4月のCPIは前年同月比の上昇率が4.2%と市場予想(3.6%)を上回り、12年7カ月ぶりの高い伸びだった。新型コロナウイルスの感染拡大が響いた前年の反動に加え、供給制約が物価を押し上げたと受け止められた。インフレ加速で米長期金利は一時前日比0.08%高い1.70%を付けた。日米金利差の拡大観測が広がり、円は一時、109円71銭と約1カ月ぶりの円安・ドル高水準を付けた。

円は売り一巡後に底堅く推移する場面もあった。CPIの上振れを受け、米株式相場が大幅安となり、ダウ工業株30種平均の下げ幅は一時700ドルを超えた。投資家がリスク回避姿勢を強め、低リスク通貨とされる円を下支えした。
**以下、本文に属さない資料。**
PR #1057, opened 2024-02-24
Add typos - Source code spell checker

ameknite:
Same as https://github.com/bevyengine/bevy/pull/12036

### DIFF
--- a/.github/workflows/ci.yml
+++ b/.github/workflows/ci.yml
@@ -66,6 +66,22 @@ jobs:
       - name: Check clippy
         run: cargo clippy --workspace -- -Dwarnings
 
+  typos:
+    runs-on: ubuntu-latest
+    timeout-minutes: 30
+    steps:
+      - uses: actions/checkout@v4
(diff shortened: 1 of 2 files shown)


ameknite:
I decided to ignore the news and migration-guides from 0.1 to 0.13 to avoid changing the name of old pull requests and keep the Changelog.

This will allow to use typos for the next bevy versions, but the downside is that we will need to fix pull requests names in the next releases.

Or the alternative is just ignore for completely all the release news and migration guides.

alice-i-cecile (approved):

alice-i-cecile:
I'm merging the sibling PR over on bevyengine/bevy. I'd like to get this merged here too, and enable it in branch protection. Typos here are much more severe, and this will serve as a nice lower stakes testing grounds.

BD103 (approved):
Looks good!

One thing I want to point out is how the typos check is not required by any of the other jobs. This is a good thing, since it can be run in parallel and does not block anything else.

米連邦準備理事会(FRB)のクラリダ副議長は12日の講演で物価上昇は一時的との見方を強調し「今後さらにやや上昇した後、年後半には落ち着いていく」との考えを示した。外国為替市場の関係者からは4月のCPIだけでは「FRBの政策方針は変わらない」(ジェフリーズのブラッド・ベクテル氏)との声も聞かれた。

円の高値は108円72銭だった。

円は対ユーロで反落し、前日比40銭円安・ユーロ高の1ユーロ=132円30~40銭で取引を終えた。

ユーロは対ドルで反落し、前日比0.0075ドルユーロ安・ドル高の1ユーロ=1.2065~75ドルで取引を終えた。米CPI発表を受け、ユーロ売り・ドル買いが優勢になった。米株安で流動性が高くリスク回避時に上昇しやすいドルが買われ、ユーロ相場の重荷となった面もあった。

ユーロの安値は1.2066ドル、高値は1.2152ドルだった。